0

I am trying to write a program that runs almost entirely on the GPU (with very little interaction with the host). initKernel is the first kernel that is being launched from the host. I use Dynamic parallelism to launch successive kernels from the initKernel, two of which are thrust::sort(thrust::device,...).

enter image description here

Before launching the initKernel, I do a cudaMalloc() on the host code and it is shown in the Runtime API of the Visual profiler.

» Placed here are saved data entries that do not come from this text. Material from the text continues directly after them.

PR #96, opened 2016-02-15
Remove base execution, use serial_execution instead

xuorig:
As discussed on Twitter, let's just use `SerialExecution` instead of having `BaseExecution` for now.


rmosolgo:
:moneybag:  I wanted to make sure we didn't break `graphql-batch` and it looks like we're in the clear: https://github.com/Shopify/graphql-batch/blob/master/lib/graphql/batch/execution_strategy.rb#L2

Thanks!

PR #100, opened 2016-02-19
refactor: Move code to add the error to the context in field resolution.

dylanahsmith:
@rmosolgo & @eapache for review

This refactoring will allow graphql-batch to remove the adding of the error to the context in its override of get_finished_value (https://github.com/Shopify/graphql-batch/blob/7467505e80d2fd21333f5ca028f689692f6a5393/lib/graphql/batch/execution_strategy.rb#L54-L56) and replace those lines with `super(error)`

The adding of the error to the context was actually done in get_finished_value in the latest release (https://github.com/rmosolgo/graphql-ruby/blob/v0.10.9/lib/graphql/query/serial_execution/field_resolution.rb#L30) so this just reverts it back to working that way, while still catching execution errors raised from get_raw_value

### DIFF
--- a/lib/graphql/query/serial_execution/field_resolution.rb
+++ b/lib/graphql/query/serial_execution/field_resolution.rb
@@ -19,8 +19,6 @@ module GraphQL
           raw_value = begin
             get_raw_value
           rescue GraphQL::ExecutionError => err
-            err.ast_node = ast_node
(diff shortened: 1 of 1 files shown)


eapache:
LGTM

rmosolgo:
nice catch!

Issue #98, opened 2016-02-17
Any style guide for contributions?


aviscasillas:
Hi there!

I was wondering if you were following some style guide for coding, or kind of best practices.
What do you think about boost styling based on the [bbatsov/ruby-style-guide](https://github.com/bbatsov/ruby-style-guide)?

Thanks!

rmosolgo:
Sorry, not yet! I was thinking I should do this. I'll to add a `.rubocop.yml` soon. In the mean time, as long as the test coverage is good, we're free to change code pretty freely :)

aviscasillas:
Well, I've just started playing with the code to see how is it made, and I think that by the way I could take advantage of that to make some styling refactors. IMHO even you are not forcing it, If you have the idea in mind, I think that would not be bad to make some refactors to have as more code in the style as better  :blush: 

Just as an example, we could move thinks like this:
```ruby
module GraphQL::DefinitionHelpers::DefinedByConfig
  # some code here
end
```
to this:
```ruby
module GraphQL
  module DefinitionHelpers
    module DefinedByConfig
      # some code here
    end
  end
end
```

This way we could also remove empty/redundant definitions like that: https://github.com/rmosolgo/graphql-ruby/blob/master/lib/graphql/definition_helpers.rb#L1-L4

What do you think?

rmosolgo:
Yes, that particular fix would be great! When I started this project, I was using `autoload` :grimacing: Those are left-over from the old way.

aviscasillas:
:+1: I will do it then! :wink:

PR #103, opened 2016-02-23
Refactor: One line class/module definitions to nested style

aviscasillas:
As commented here https://github.com/rmosolgo/graphql-ruby/issues/98, this PR is only a refactor to move inner class/module definitions to nested style.
It have a big diff (cause the indentation for all refactored files changed), but there are no functional changes so no specs update is required.

### DIFF
--- a/lib/graphql/definition_helpers.rb
+++ b/lib/graphql/definition_helpers.rb
@@ -1,8 +1,3 @@
-module GraphQL
-  module DefinitionHelpers
-  end
-end
-
 require 'graphql/definition_helpers/non_null_with_bang'
 require 'graphql/definition_helpers/defined_by_config'
 require 'graphql/definition_helpers/string_named_hash'
--- a/lib/graphql/definition_helpers/defined_by_config.rb
+++ b/lib/graphql/definition_helpers/defined_by_config.rb
@@ -1,119 +1,123 @@
-# Provide a two-step definition process.
-#
-# 1. Use a config object to gather definitions
-# 2. Transfer definitions to an actual instance of an object
-#
-module GraphQL::DefinitionHelpers::DefinedByConfig
-  def self.included(base)
-    base.extend(ClassMethods)
-  end
+module GraphQL
+  module DefinitionHelpers
+    # Provide a two-step definition process.
+    #
+    # 1. Use a config object to gather definitions
+    # 2. Transfer definitions to an actual instance of an object
+    #
+    module DefinedByConfig
+      def self.included(base)
+        base.extend(ClassMethods)
+      end
 
-  # This object is `instance_eval`'d  when defining _any_ object in the schema.
-  # Then, the applicable properties of this object are transfered to the given instance.
-  class DefinitionConfig
-    def self.attr_definable(*names)
-      attr_accessor(*names)
-      names.each do |name|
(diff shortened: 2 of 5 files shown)


lib/graphql/static_validation/all_rules.rb
```diff
@@ -1,23 +0,0 @@
-# Default rules for {GraphQL::StaticValidation::Validator}
-#
-# Order is important here. Some validators return {GraphQL::Language::Visitor::SKIP}
-# which stops the visit on that node. That way it doesn't try to find fields on types that
-# don't exist, etc.
-GraphQL::StaticValidation::ALL_RULES = [
```
rmosolgo: why the move? Why not 

```ruby 
module GraphQL 
  module StaticValidation 
    ALL_RULES = [ .... ] 
   end 
end
```

?

lib/graphql/static_validation.rb
```diff
@@ -1,15 +1,38 @@
...
-end
-
 require 'graphql/static_validation/message'
 require 'graphql/static_validation/arguments_validator'
 require 'graphql/static_validation/type_stack'
 require 'graphql/static_validation/validator'
 require 'graphql/static_validation/literal_validator'
 
-rules_glob = File.expand_path("../static_validation/rules/*.rb", __FILE__)
+rules_glob = File.expand_path('../static_validation/rules/*.rb', __FILE__)
```
rmosolgo: lol, i take it you're a single-quotes type

lib/graphql/static_validation/all_rules.rb
aviscasillas: Sorry, maybe this is a bit out of the scope fo the refactor. 
The change is because it's kind of general rule to have files by class/module definitions. Also is adopted as a rule [here](https://github.com/bbatsov/ruby-style-guide#one-class-per-file). 
So, as it's a constant in `StaticValidation` module I thought that it was more consistent having it defined there.

I can revert this change if you prefer...

lib/graphql/static_validation.rb
aviscasillas: Yup! I prefer to use single quotes when double ones are not needed. But in this case I did it for consistency with the ones above :blush:.

rmosolgo:
Earlier, you mentioned changing the class definitions from `::` syntax to nested definitions, eg, from:

```ruby
class A::B
end
```

to 

```ruby
module A 
  class B
  end 
end
```

That was ok for me because it actually improves the codebase -- you have fewer order-dependent requires, you could theoretically give people options about what they want to load. 

But I don't want to merge this PR as-is because it includes a lot of changes to make things fit your personal style without providing any fixes or improved behavior to outside users. My concern is that style-only changes add noise to the git history, making it a bit less useful. I really prefer `git blame` to be a useful tool for discovering _why_ some code exists. I think whitespace-only commits make `git blame` harder to use effectively!

So, do you mind removing your other style changes?

aviscasillas:
Ok I get your point, so I will rebase the commit removing style changes :+1:

aviscasillas:
@rmosolgo I rebased the commit to have just changes for definition_helpers. There are some spaces diff there. It's applied automatically by my editor, but I can fix them if you want.

rmosolgo:
Thanks!

PR #104, opened 2016-02-26
More details on input validation errors

theorygeek:
This PR adds more details to the error messages that you get when you provide invalid input variables to a GraphQL query.

Currently, you get error messages like this:
```js
errors: [
  {
    message: "Variable input of type [DairyProductInput] was provided invalid value [{\"foo\":\"bar\"}]",
    locations: [{line: 1, column: 11}]
  }
]
```
The message doesn't include much information about _what_ is wrong with the value. So the goal here is to provide more information, so that you can debug faster:
```js
errors: [
  {
    message: "Variable input of type [DairyProductInput] was provided invalid value",
    locations: [{ line: 1, column: 11 }],
    value: [{ foo: "bar" }],
    problems: [
      { path: [0, "foo"], explanation: "Field is not defined on DairyProductInput" },
      { path: [0, "source"], explanation: "Expected value to not be null" }
    ]
  }
]
```

Any feedback is appreciated!

### DIFF
--- a/lib/graphql/input_object_type.rb
+++ b/lib/graphql/input_object_type.rb
@@ -27,6 +27,32 @@ class GraphQL::InputObjectType < GraphQL::BaseType
       input_fields.all? { |name, field| field.type.valid_input?(input[name]) }
   end
 
+  def validate_non_null_input(input)
+    # Inputs are only required to provide an `all?` method and a `[]` method. That's not enough
+    # to get detailed errors, so if that's all we got, we can only provide generalized error.
+    # (see spec/support/mimimum_input_object.rb)
+    unless input.is_a?(Enumerable)
+      result = GraphQL::Query::InputValidationResult.new
+      result.add_problem("Invalid input was provided") unless valid_non_null_input?(input)
+      return result
+    end
+
+    result = GraphQL::Query::InputValidationResult.new
+
+    # Items in the input that are unexpected
+    input.reject { |name, value| input_fields[name] }.each do |name, value|
+      result.add_problem("Field is not defined on #{self.name}", [name])
+    end
+
+    # Items in the input that are expected, but have invalid values
+    invalid_fields = input_fields.map do |name, field|
+      field_result = field.type.validate_input(input[name])
+      result.merge_result!(name, field_result) unless field_result.is_valid?
+    end
+
+    result
+  end
+
   def coerce_non_null_input(value)
     input_values = {}
     input_fields.each do |input_key, input_field_defn|
--- a/lib/graphql/input_object_type.rb
+++ b/lib/graphql/input_object_type.rb
@@ -20,22 +20,8 @@ class GraphQL::InputObjectType < GraphQL::BaseType
     GraphQL::TypeKinds::INPUT_OBJECT
   end
 
-  # assert that all present fields are defined
-  # _and_ all defined fields have valid values
-  def valid_non_null_input?(input)
-    input.all? { |name, value| input_fields[name] } &&
-      input_fields.all? { |name, field| field.type.valid_input?(input[name]) }
-  end
-
   def validate_non_null_input(input)
-    # Inputs are only required to provide an `all?` method and a `[]` method. That's not enough
-    # to get detailed errors, so if that's all we got, we can only provide generalized error.
-    # (see spec/support/mimimum_input_object.rb)
-    unless input.is_a?(Enumerable)
-      result = GraphQL::Query::InputValidationResult.new
-      result.add_problem("Invalid input was provided") unless valid_non_null_input?(input)
-      return result
-    end
+    fail ArgumentError.new("input must be enumerable") unless input.is_a?(Enumerable)
 
     result = GraphQL::Query::InputValidationResult.new
 
--- a/lib/graphql/query.rb
+++ b/lib/graphql/query.rb
@@ -6,46 +6,6 @@ class GraphQL::Query
     end
   end
 
-  class InputValidationResult
-    attr_accessor :problems
-
-    def initialize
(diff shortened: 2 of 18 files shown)


lib/graphql/input_object_type.rb
```diff
@@ -27,6 +27,32 @@ def valid_non_null_input?(input)
       input_fields.all? { |name, field| field.type.valid_input?(input[name]) }
   end
 
+  def validate_non_null_input(input)
+    # Inputs are only required to provide an `all?` method and a `[]` method. That's not enough
```
rmosolgo: It's ok to extend the requirements here -- the real reason I added that was to make sure there wasn't any hard type-checking. 

Previously, it required that inputs were a `Hash`, but that didn't play nice when inputs came as `ActionController::Params`, which I definitely want to support! 

So, if you want to add a few common methods to that "minimum requirements", please do!

lib/graphql/input_object_type.rb
```diff
@@ -27,6 +27,32 @@ def valid_non_null_input?(input)
...
+    unless input.is_a?(Enumerable)
+      result = GraphQL::Query::InputValidationResult.new
+      result.add_problem("Invalid input was provided") unless valid_non_null_input?(input)
+      return result
+    end
+
+    result = GraphQL::Query::InputValidationResult.new
+
+    # Items in the input that are unexpected
+    input.reject { |name, value| input_fields[name] }.each do |name, value|
```
rmosolgo: This _should_ be handled by static validation... oh, but I guess if you're making an input object out of query variables, it would be nice to get some feedback?

lib/graphql/query.rb
```diff
@@ -6,17 +6,43 @@ def initialize(names)
     end
   end
 
+  class InputValidationResult
```
rmosolgo: how about putting this in `lib/graphql/query/input_validation_result.rb`, just to keep `query.rb` a bit smaller?

rmosolgo:
Wow, this approach seems really solid! The recursive nature of it keeps each little part very simple, which is awesome. 

I wonder, could we integrate this behavior with the `valid_non_null_input?` methods? Like, you know how in Rails, if you call `valid?`, it validates the object and then returns whether it has errors or not? Could we do something similar here? 

(I ask because if I understand right, calling `valid_non_null_input?` recurses the input, then calling `validate_non_null_input` recurses it again, I wonder if we could get them both with one pass.)

lib/graphql/input_object_type.rb
theorygeek: Ok, no prob! Do you think that it'd be OK to require that it be `Enumerable` and support `[]`?

My line of thinking is, the minimum requirement would be an `each` method. But at that point, it's a small step to also ask that it be `Enumerable`, since that's all you need for that anyway. So may as well just ask for it to be `Enumerable`.

lib/graphql/input_object_type.rb
theorygeek: Hmm, so I was trying to follow the `valid_non_null_input?` method's logic. This was how I was interpreting the conditional in that method:
```ruby
input.all? { |name, value| input_fields[name] }
```
So I assumed that it was needed here.

rmosolgo: Yeah, I think you're right. If you pass in the input object from variables, then it's not handled by static validation!

theorygeek:
@rmosolgo Thanks, man. I'll work on combining those two methods.

theorygeek:
@rmosolgo Made some changes in response to your comments:
* Moved both `InputValidationResult` and `VariableValidationError` into separate files
* Combined `validate_non_null_input` and `valid_non_null_input?` methods
* Increased minimum variable requirements to be `Enumerable` and respond to `[]`

Ready for re-review.

lib/graphql/scalar_type.rb
```diff
@@ -19,8 +19,14 @@ def coerce=(proc)
       self.coerce_result = proc
     end
 
-    def valid_non_null_input?(value)
-      !coerce_non_null_input(value).nil?
+    def validate_non_null_input(value)
+      result = Query::InputValidationResult.new
+
+      unless !coerce_non_null_input(value).nil?
```
rmosolgo: `unless !` ... known to us mere mortals as `if` :P

lib/graphql/query/input_validation_result.rb
```diff
@@ -0,0 +1,23 @@
...
+      @problems.nil?
+    end
+
+    def add_problem(explanation, path = nil)
+      @problems ||= []
+      @problems.push({ 'path' => path || [], 'explanation' => explanation })
+    end
+
+    def merge_result!(path, inner_result)
+      return if inner_result.problems.nil?
```
rmosolgo: could use the public API here, `return if inner_result.is_valid?`

lib/graphql/query/input_validation_result.rb
```diff
@@ -0,0 +1,23 @@
...
+
+      inner_result.problems.each do |p|
+        item_path = [path, *p['path']]
+        add_problem(p['explanation'], item_path)
+      end
+    end
+  end
+end
```
rmosolgo: Overall I think this object could be _simpler_ by initializing `@problems = []`, so it's never nil, but you could argue that in many cases that's a waste of an object!

theorygeek: It seemed like this was a semi-performance critical part of the code, since it's used to validate all of the input variables. So I kinda thought that only initializing `@problems` when needed could cut down on GC churn.

rmosolgo:
:moneybag: Thanks, this is so awesome!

None of the cudaMallocs that appear in the __device__ functions and successive kernels (after the launch of initKernel) are shown in the Runtime API of the Visual profiler. Can someone help me understand why I cannot see the cudaMallocs in the Visual profiler?

Thank you for your time.

progammer
  • 1,951
  • 11
  • 28
  • 50

1 Answers1

2

Can someone help me understand why I cannot see the cudaMallocs in the Visual profiler?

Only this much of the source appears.